The answer is every line in the data below that contains the word "Fixes".

--- Material supplied Enclosed Below ---

PR #440, opened 2018-03-21
Fixes events hashing computation

### LINKED ISSUE #209: sha3 Event hash consistency issue
Say you have an event:

```
event ReceivedETH(address indexed backer, uint amount, uint8 indexed step);
```

`EventEncoder.encode` won't create the proper sha3 hash for this Event due to the fact that there is an indexed property after an unindexed property. `EventEncoder.encode`orders the parameters by `indexed` first, which results in the hash being:

```
ReceivedETH(address,uint8,uint)
```

but the proper hash used in the Event's tokens will be based on:

```
ReceivedETH(address,uint,uint8)
```

I am admittedly new to Ethereum, but based on how I've seen everything working on the blockchain, it seems like this is a bug in Web3j?

To workaround the issue, we just rearranged the parameters on the event definition so that it is compatible with the forced ordering of Web3j:

```
event ReceivedETH(address indexed backer, uint8 indexed step, uint amount);
```

mushketyk:
Problem: the `Event` class stores parameters in two lists instead of storing them in a single list. This causes issues when an event should be hashed since parameters should be hashed in corect order (see #209)

This PR changes the `Event` and now it contains a single list of parameters. To preserve information about what parameters are indexed this PR adds the `indexed` field to the `TypeReference` class.

Fixes #209.

In this PR generated contracts like `ENS` are edited manually since I didn't find a way to regenerate them. This should be fixed before this PR is merged, but it should not impede this PR's review.


conor10:
Thanks for fixing. You should be able to regenerate the code wrappers by running the below.

`integration-tests/scripts/generateWrappers.sh`
`core/src/main/resources/solidity/build.sh`

conor10:
Once the code wrappers are regenerate I'll be happy to merge.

--- End of Enclosed Material supplied ---

◆ **Exercise response**:
Fixes events hashing computation
Fixes #209.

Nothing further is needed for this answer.